Report the number of lines in the data below that hold "these", without any other words.

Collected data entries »
• • •

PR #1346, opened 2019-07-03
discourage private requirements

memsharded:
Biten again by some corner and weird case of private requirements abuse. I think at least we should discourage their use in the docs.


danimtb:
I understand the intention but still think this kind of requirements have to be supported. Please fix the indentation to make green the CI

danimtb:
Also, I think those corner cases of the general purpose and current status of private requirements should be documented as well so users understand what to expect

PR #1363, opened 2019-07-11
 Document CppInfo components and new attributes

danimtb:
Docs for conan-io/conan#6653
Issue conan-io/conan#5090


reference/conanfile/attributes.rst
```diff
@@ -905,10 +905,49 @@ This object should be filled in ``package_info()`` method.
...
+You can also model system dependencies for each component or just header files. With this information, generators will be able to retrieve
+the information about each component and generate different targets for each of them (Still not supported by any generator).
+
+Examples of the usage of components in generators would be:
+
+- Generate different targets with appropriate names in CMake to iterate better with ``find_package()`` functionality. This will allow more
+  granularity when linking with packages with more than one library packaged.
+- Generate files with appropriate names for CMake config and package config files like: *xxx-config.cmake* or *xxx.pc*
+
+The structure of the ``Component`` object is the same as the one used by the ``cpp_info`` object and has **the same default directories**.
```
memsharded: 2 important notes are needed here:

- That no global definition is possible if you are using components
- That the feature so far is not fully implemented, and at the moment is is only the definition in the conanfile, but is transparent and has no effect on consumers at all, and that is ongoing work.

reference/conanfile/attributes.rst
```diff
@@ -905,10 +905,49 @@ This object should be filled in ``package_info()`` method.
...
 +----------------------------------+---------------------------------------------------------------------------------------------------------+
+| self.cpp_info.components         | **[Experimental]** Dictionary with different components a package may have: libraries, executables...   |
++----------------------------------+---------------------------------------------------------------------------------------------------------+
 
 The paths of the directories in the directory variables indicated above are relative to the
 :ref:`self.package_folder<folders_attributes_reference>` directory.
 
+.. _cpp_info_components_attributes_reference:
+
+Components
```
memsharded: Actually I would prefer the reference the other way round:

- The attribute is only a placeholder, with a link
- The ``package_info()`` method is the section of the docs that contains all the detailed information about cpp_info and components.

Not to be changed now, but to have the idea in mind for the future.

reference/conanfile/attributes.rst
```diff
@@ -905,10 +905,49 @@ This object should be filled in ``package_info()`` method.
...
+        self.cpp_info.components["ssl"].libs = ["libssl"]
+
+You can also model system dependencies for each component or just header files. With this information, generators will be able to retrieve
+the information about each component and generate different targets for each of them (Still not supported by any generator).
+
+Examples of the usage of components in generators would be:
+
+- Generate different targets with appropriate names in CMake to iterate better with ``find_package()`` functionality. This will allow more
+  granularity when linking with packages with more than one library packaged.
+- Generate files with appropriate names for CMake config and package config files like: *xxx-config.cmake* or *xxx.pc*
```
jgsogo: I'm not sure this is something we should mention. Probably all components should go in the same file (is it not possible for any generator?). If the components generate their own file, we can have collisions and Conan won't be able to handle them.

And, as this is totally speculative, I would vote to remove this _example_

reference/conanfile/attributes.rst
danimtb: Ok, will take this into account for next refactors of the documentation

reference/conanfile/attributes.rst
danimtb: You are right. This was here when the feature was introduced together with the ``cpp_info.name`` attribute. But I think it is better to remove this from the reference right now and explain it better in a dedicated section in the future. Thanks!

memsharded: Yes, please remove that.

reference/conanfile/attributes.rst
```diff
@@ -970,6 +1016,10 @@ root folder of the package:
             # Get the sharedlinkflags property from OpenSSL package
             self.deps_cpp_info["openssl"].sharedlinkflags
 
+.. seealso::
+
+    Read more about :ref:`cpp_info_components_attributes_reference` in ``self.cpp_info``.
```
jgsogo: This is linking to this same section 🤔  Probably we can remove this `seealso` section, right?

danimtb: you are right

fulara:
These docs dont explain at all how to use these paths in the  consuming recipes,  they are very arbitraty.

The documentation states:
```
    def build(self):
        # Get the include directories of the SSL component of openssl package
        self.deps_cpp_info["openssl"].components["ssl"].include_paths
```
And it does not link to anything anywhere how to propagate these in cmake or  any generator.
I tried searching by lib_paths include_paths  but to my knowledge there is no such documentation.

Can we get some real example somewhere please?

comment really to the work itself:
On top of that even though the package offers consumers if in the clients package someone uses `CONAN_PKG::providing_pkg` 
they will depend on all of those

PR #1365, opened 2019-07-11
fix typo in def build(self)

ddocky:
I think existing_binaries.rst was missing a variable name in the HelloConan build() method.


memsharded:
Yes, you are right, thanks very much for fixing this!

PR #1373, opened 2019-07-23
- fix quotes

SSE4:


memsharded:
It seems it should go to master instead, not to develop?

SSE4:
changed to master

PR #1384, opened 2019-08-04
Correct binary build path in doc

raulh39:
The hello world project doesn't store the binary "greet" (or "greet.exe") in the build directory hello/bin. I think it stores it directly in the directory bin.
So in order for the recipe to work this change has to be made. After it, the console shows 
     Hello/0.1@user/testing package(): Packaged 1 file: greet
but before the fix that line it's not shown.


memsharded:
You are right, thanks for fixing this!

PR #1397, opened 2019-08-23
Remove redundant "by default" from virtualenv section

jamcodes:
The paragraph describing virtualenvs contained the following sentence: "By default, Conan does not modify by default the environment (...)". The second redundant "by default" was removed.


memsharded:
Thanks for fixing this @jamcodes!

• • •

Output of the task » 2